Las trepidantes aventuras del chófer Rama Chendra

Luce con orgullo un frondoso mostacho para demostrar su condición de hombre maduro, a la moda y respetuoso con las tradiciones . No cabe plantearse si le gustaría más ir afeitado o con barba hypster, pues las leyes consuetudinarias mandan en esta cuestión estética, como en otras tantas cosas en India: desde los trabajos que puedes realizar según la casta a la que pertenezcas hasta el lugar de la casa donde tienes que colocar las imágenes de los dioses. Al menos, para él no es necesario llevar anillos en los dedos de los pies, como las mujeres casadas. Tienen pinta de ser incomodísimos.
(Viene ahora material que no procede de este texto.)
PR #733, opened 2016-06-02
Copy over latest test suite

sgtcoolguy:
This is a work in progress to keep our tests suite for Windows up to date with the common suite I'm extracting from it. I'm actively trying to beef up the tests, add custom assertions to trim down test wordiness for common companions, etc.

Eventually we will need to combine the test driver script from node, and the app.js as well. Ideally we'd simply source the common test suite as a sub-module with some way to add tests locally in our repo for PRs that would get built up and then could eventually be copied into the common suite (otherwise we'd have to write the test and push it to the suite repo first?). I'm open to suggestions for how we can control this so that can continue to refine our test suite and use it across platforms without being an undue burden for adding unit tests for each new PR as we go.

### DIFF
--- a/Examples/NMocha/src/Assets/app.js
+++ b/Examples/NMocha/src/Assets/app.js
@@ -1,22 +1,23 @@
 /*
  * Appcelerator Titanium Mobile
- * Copyright (c) 2011-2015 by Appcelerator, Inc. All Rights Reserved.
+ * Copyright (c) 2011-2016 by Appcelerator, Inc. All Rights Reserved.
  * Licensed under the terms of the Apache Public License
  * Please see the LICENSE included with this distribution for details.
  */
 
 var win = Ti.UI.createWindow({
-    backgroundColor: 'lightyellow'
+	backgroundColor: 'yellow'
 });
 win.open();
 
 require('./ti-mocha');
 var $results = [],
-    failed = false;
+	failed = false;
 
 // ============================================================================
 // Add the tests here using "require"
 require('./ti.accelerometer.test');
+require('./ti.api.test');
 require('./ti.app.test');
 require('./ti.app.properties.test');
 require('./ti.app.windows.backgroundservice.test');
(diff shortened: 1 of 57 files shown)


sgtcoolguy:
@infosia I'm wondering if maybe the way I'm testing read-only properties is wrong. On both Android and Windows, I'm seeing what I _think_ is incorrect behavior. For a number of the properties marked as read-only, I seem to be able to assign new values to them.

Rama Chendra es un indio decente y corriente que no parece destacar por nada en especial. Cuarenta y muchos años, estatura media —pequeña en comparación con un varón europeo—, vegetariano como el 42% de sus compatriotas. Que nadie piense que no comer carne le deja a uno desnutrido: su prominente barriga demuestra que es amante de la buena mesa. Hindú convencido y entregado, ha consagrado su coche a Ganesha, el dios con cabeza de elefante que da buena suerte, y a Hanuman, el dios mono símbolo de la lealtad y el valor. Una figurilla del primero viaja con él sobre el salpicadero. El segundo está escondido en el parasol del asiento del conductor.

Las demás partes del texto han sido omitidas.